#### DATA IN THIS EXERCISE ####

PR #3711, opened 2015-12-05
add category and manufacturer fields to product filter in admin panel

savage4pro:
Alt text

### DIFF
--- a/upload/admin/controller/catalog/product.php
+++ b/upload/admin/controller/catalog/product.php
@@ -46,6 +46,14 @@ class ControllerCatalogProduct extends Controller {
 				$url .= '&filter_status=' . $this->request->get['filter_status'];
 			}
 
+			if (isset($this->request->get['filter_category'])) {
+				$url .= '&filter_category=' . $this->request->get['filter_category'];
+			}
+
+			if (isset($this->request->get['filter_manufacturer'])) {
+				$url .= '&filter_manufacturer=' . $this->request->get['filter_manufacturer'];
+			}
+
 			if (isset($this->request->get['sort'])) {
 				$url .= '&sort=' . $this->request->get['sort'];
 			}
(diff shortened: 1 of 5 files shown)


drkskwlkr:
Hi, I see tremendous value in the feature you have implemented in this branch, and I tried to install it by hand over an OC 2.1.0.1 demo to test it. However I can't get it to work.

I am not very good at this and I apologize in advance for any silly questions.

Am I wrong to assume that OC 2.1.01 can safely get patches from the OpenCart master branch?

Here is what/how I did:
~ I created local copies of all five original files that have to be patched according to the 'Files changed' page
~ I used wget to download each of them to my server using the URLs to the 'Raw' views
~ I then checked by hand whether the downloaded tpl/php files were readable and contained the changes

However I get an error message when I open admin > products:
```
Notice: Error: Could not load template /home/opencart/public_html/admin/view/template/catalog/product_list! in /home/opencart/public_html/system/engine/loader.php on line 86
```

This error can be fixed by reverting to the unpatched version of system/modification/admin/controller/catalog/product.php
but then of course the change would not work.

Please do not take this as a support request – it is almost 100% certain I am doing something wrong. However I will appreciate you letting me know if patching the files the way I did is the right thing to do and my result is something unexpected that needs to be troubleshot.

Thank you!
Ivan

savage4pro:
hi, Ivan!

OpenCart master branch at this moment containts 2.1.0.2_rc version
it has critical differences compairing to 2.1.0.1 in some files
so you shouldn't just overwrite your files or apply all changes

by the way the changes I've done to files in #3711 you can apply to 2.1.0.1 and additional functionality would work well in this version
you can do it by hand savage4pro#1 or get branch https://github.com/savage4pro/opencart/tree/2.1.0.1-patch-1

best regards
Alexander

drkskwlkr:
Thank you for the explanation, Alexander - and doubly so for back-porting to 2.1.0.1.

I did as advised but unfortunately the product.php controller does not seem to pick up the new language strings although they are in the language file, I checked. See:
filters-2101


I also checked to make sure an extension is not patching admin/language/english/product/product.php and caching the result but this is not the case.

I will be scratching my head about this some more, I am in the process of filling a catalog with products and your code will save me lots of time, so if I get it running it will get well tested for sure.

Thank you and all the best
Ivan

savage4pro:
if you use any ocmods try to clear modifications cache

drkskwlkr:
I did do a Refresh (blue button) before I wrote, and it did nothing.
But now I also I did a Clear (orange button) and that did it.
Life is good.

Thank you so much!

savage4pro:
ur welcome

RamyaKrishna1:
Hai sir i'm ramya my problem is when user is clicking any category for ex: rice, if his requirement is for 5kg rice bag it is showing same 1 kg photo for both 1kg & 5kg what i have to do now please leave a comment solve my problem .
[problem (1).PDF]


Thank you,
Ramya krishna.

savage4pro:
hi Ramya!

Please contact the "options" module author to solve your problem.

best regards
Alexander

PR #3713, opened 2015-12-06
there is no sense to use InnoDB

savage4pro:


renothing:
I don't think there is any reason that need keep myisam engine. 
from mysql5.5 the default engine changed innodb, because the its data security much better than myisam.

because it's huge disaster for myisam data recovery.

danielkerr:
both myisam and innodb have different advantages and disadavatanges!

i dont need to change to innodb! the fact that it takes less then a second to change in phpmyadmin means wasting my time!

####

— BRIEF —
Please return every line of the material above that includes "request".

— SOLUTION FOR THIS TASK —
 				$url .= '&filter_status=' . $this->request->get['filter_status'];
+			if (isset($this->request->get['filter_category'])) {
+				$url .= '&filter_category=' . $this->request->get['filter_category'];
+			if (isset($this->request->get['filter_manufacturer'])) {
+				$url .= '&filter_manufacturer=' . $this->request->get['filter_manufacturer'];
 			if (isset($this->request->get['sort'])) {
 				$url .= '&sort=' . $this->request->get['sort'];
Please do not take this as a support request – it is almost 100% certain I am doing something wrong. However I will appreciate you letting me know if patching the files the way I did is the right thing to do and my result is something unexpected that needs to be troubleshot.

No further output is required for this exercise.